Records excerpted from a collection:
PR #2565, opened 2019-07-09
Improve building scripts for Windows

venimus:
+ Auto detect Visual studio version and paths (allow support of VS2019)
+ Auto detect msys2 and other tools paths
+ Improve docs

Background: Building from windows is very confusing and messy because many of the current tools versions and their installation paths are different. To match the expected environment users need to decode the scripts and scan for paths and version numbers. Older versions are no longer available from the official download links and users need to search for them.

### DIFF
--- a/scripts/windows/msys2_prepare.bat
+++ b/scripts/windows/msys2_prepare.bat
@@ -1,4 +1,4 @@
-@echo on
+@echo off
 @rem Script to prepare msys2 environment for builds.
 @rem Required vars:
 @rem    ERTS_VERSION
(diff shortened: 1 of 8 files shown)


scripts/windows/msys2_prepare.bat
```diff
@@ -1,4 +1,4 @@
-@echo on
+@echo off
```
tolbrino: I found this to be `on` useful when debugging build issues.

venimus: Actually it was `on` but all commands (except few) were implicitly 'muted', so it didn't change the output. I turned it `on` to not change the behavior, but removed `@` so it would be easier to just change this line to toggle the echo.

It could be made to be controlled from the command line though

venimus: I plan to revise those scripts again, so they are more robust and compatible with the newly introduced CircleCI windows builds, but I had hard time to debug those, and are currently postponed. So may be I will  include optional flag to turn echo on with it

#### [Required action]
Lines that contain "detect" are the result; find them in the entries above and copy each one.

#### [Task response]
+ Auto detect Visual studio version and paths (allow support of VS2019)
+ Auto detect msys2 and other tools paths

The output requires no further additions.